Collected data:

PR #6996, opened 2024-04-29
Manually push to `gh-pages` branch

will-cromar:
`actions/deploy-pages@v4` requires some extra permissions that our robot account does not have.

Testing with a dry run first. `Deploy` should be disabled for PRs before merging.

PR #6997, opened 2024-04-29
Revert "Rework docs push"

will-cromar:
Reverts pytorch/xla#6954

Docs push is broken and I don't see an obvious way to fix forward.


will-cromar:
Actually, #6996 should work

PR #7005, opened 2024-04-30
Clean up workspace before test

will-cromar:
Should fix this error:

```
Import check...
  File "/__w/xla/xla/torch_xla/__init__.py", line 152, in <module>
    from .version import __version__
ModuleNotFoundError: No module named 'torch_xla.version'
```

_Activity_. Your task is to find every line above containing the word "before" and copy it.

_Task answer_.
Testing with a dry run first. `Deploy` should be disabled for PRs before merging.
Clean up workspace before test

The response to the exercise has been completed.